§ Work order:
Among the records that follow, set down only the lines from the one containing "- [x] All unit" to the one containing "Two fixes for", both included, exactly.

§ Supplied information:

PR #42, opened 2026-02-11
feat(providers): add CompletionTools field to Capabilities struct

### LINKED ISSUE #39: Add CompletionTools field to Capabilities struct
## Problem

The `Capabilities` struct in `providers/types.go` has explicit fields for completion modifiers (`CompletionImage`, `CompletionPDF`, `CompletionReasoning`, `CompletionStreaming`) but no field for tool/function calling support.

Tool support is currently tracked only in the manually-maintained tables in `README.md` and `docs/providers.md`. There's no way for callers to programmatically check whether a provider supports tool calling.

## Proposal

Add a `CompletionTools bool` field to the `Capabilities` struct:

```go
type Capabilities struct {
    Completion          bool
    CompletionImage     bool
    CompletionPDF       bool
    CompletionReasoning bool
    CompletionStreaming  bool
    CompletionTools     bool
    Embedding           bool
    ListModels          bool
}
```

Then set it appropriately in each provider's capabilities function.

peteski22:
## Summary

- Adds `CompletionTools bool` field to the `Capabilities` struct so callers can programmatically check tool/function calling support
- Sets `CompletionTools: true` for all providers (matching the existing docs tables)
- Updates all provider tests with capability assertions

Closes #39

## Test plan

- [x] All unit tests pass (`make test-unit`)
- [x] Linting passes (`golangci-lint run --fix -v`)
- [x] Each commit is atomic: one per provider with its test

### DIFF
--- a/internal/testutil/mocks.go
+++ b/internal/testutil/mocks.go
@@ -122,6 +122,7 @@ func NewMockProvider() *MockProvider {
 			return providers.Capabilities{
 				Completion:          true,
 				CompletionStreaming: true,
+				CompletionTools:     true,
 				Embedding:           true,
 				ListModels:          true,
 			}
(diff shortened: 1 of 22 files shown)


tbille (approved):
🚢 🇮🇹

PR #60, opened 2026-03-01
feat(gemini): ThoughtSignature round-trip + fix 5xx transient error retry

mrbeandev:
## Summary

Two fixes for the Gemini provider, both discovered while using any-llm-go in a long-running agentic loop with Gemini 2.5 Pro thinking models.

### 1. ThoughtSignature round-trip support

**Problem:** Gemini 2.5+ thinking models attach a `ThoughtSignature` to every `FunctionCall` part in the response. When conversation history is replayed on the next turn, the API requires these signatures to be echoed back verbatim. Without this, the API returns a `400 Bad Request` error on the second tool-call turn and beyond.

**Fix:**
- `providers/types.go`: Added a `ThoughtSignature []byte` field (tagged `json:"-"`) to `ToolCall`. The field is excluded from JSON marshalling so it does not affect the wire format; callers round-trip it through whatever storage mechanism they use.
- `providers/gemini/gemini.go`:
  - **Capture (streaming):** `streamState.processResponse` now copies `part.ThoughtSignature → toolCall.ThoughtSignature` for each function-call part.
  - **Capture (non-streaming):** `extractResponseContent` does the same.
  - **Replay:** `convertAssistantMessage` sets `part.ThoughtSignature` from `ToolCall.ThoughtSignature` when echoing history. Falls back to the `geminiThoughtSignatureBypass` sentinel constant (documented by Google) for older tool calls recorded without a signature, to preserve backward compatibility.

### 2. Transient 5xx error retry

**Problem:** HTTP 500, 502, 503, and 529 responses from the Gemini API fell through `ConvertError` without a matching case and became `ProviderError`. Since callers typically only retry on `RateLimitError`, these transient server-side errors were not retried, causing unnecessary hard failures under load.

**Fix:** Added `case 500, 502, 503, 529` in `ConvertError` mapping to `NewRateLimitError`, consistent with how callers already handle 429.

## Testing

- Manually tested with live Gemini 2.5 Pro (thinking enabled) in a multi-turn agentic loop — no more 400 errors on tool-call replay.
- Manually reproduced and verified the 503 retry fix against a Gemini endpoint under load.
- The changes are also running in production in [only-true-agi](https://github.com/mrbeandev/only-true-agi), an agentic framework built on top of this library.

## Breaking changes

None. `ThoughtSignature` is `json:"-"` so existing serialized `ToolCall` values remain valid. Error classification for 5xx is strictly more permissive (adds retry, no new failures).

### DIFF
--- a/providers/gemini/gemini.go
+++ b/providers/gemini/gemini.go
@@ -73,6 +73,16 @@ const (
 // Default MIME type for image URLs when type cannot be determined.
 const defaultImageMIMEType = "image/jpeg"
 
+// geminiThoughtSignatureBypass is a sentinel value that can be used as a
+// ThoughtSignature when no real signature is available. Gemini 2.5+ thinking
+// models require a ThoughtSignature on every tool-call part when replaying
+// conversation history. If a call was recorded without a signature (e.g. from
+// an earlier session or a non-thinking model), supplying this bypass value
+// tells the API to skip signature validation for that part.
+//
+// Reference: https://ai.google.dev/gemini-api/docs/thinking#thought-signatures
+const geminiThoughtSignatureBypass = "context_engineering_is_the_way_to_go"
+
 // Error message patterns for 400 error classification.
 // The Gemini SDK doesn't expose typed errors for these conditions,
 // so we rely on message matching as a pragmatic fallback.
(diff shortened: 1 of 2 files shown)


peteski22:
Hi @mrbeandev — thank you for this PR! You identified a real and important issue with ThoughtSignature round-tripping on Gemini 2.5+ thinking models.

We've taken your work and built on it in #61, which:

- Uses a provider-namespaced `Extra` field on `ToolCall` (matching the existing `Extra` pattern on `CompletionParams`) rather than a dedicated `ThoughtSignature` field, to keep the shared types provider-agnostic
- Captures signatures in both streaming and non-streaming paths
- Adds the bypass fallback for tool calls without a real signature
- Includes comprehensive test coverage (15 test cases)
- Files an upstream issue on the Go SDK for the `[]byte` base64 encoding behaviour: https://github.com/googleapis/go-genai/issues/711

We also investigated the 5xx → `RateLimitError` mapping and opted to keep 5xx as `ProviderError` to match the Python sister library's semantics — server errors and rate limits are distinct failure modes.

You're credited as co-author on all commits. Closing this in favour of #61 — thanks again for the contribution!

§ Worked solution:
- [x] All unit tests pass (`make test-unit`)
- [x] Linting passes (`golangci-lint run --fix -v`)
- [x] Each commit is atomic: one per provider with its test

### DIFF
--- a/internal/testutil/mocks.go
+++ b/internal/testutil/mocks.go
@@ -122,6 +122,7 @@ func NewMockProvider() *MockProvider {
 			return providers.Capabilities{
 				Completion:          true,
 				CompletionStreaming: true,
+				CompletionTools:     true,
 				Embedding:           true,
 				ListModels:          true,
 			}
(diff shortened: 1 of 22 files shown)


tbille (approved):
🚢 🇮🇹

PR #60, opened 2026-03-01
feat(gemini): ThoughtSignature round-trip + fix 5xx transient error retry

mrbeandev:
## Summary

Two fixes for the Gemini provider, both discovered while using any-llm-go in a long-running agentic loop with Gemini 2.5 Pro thinking models.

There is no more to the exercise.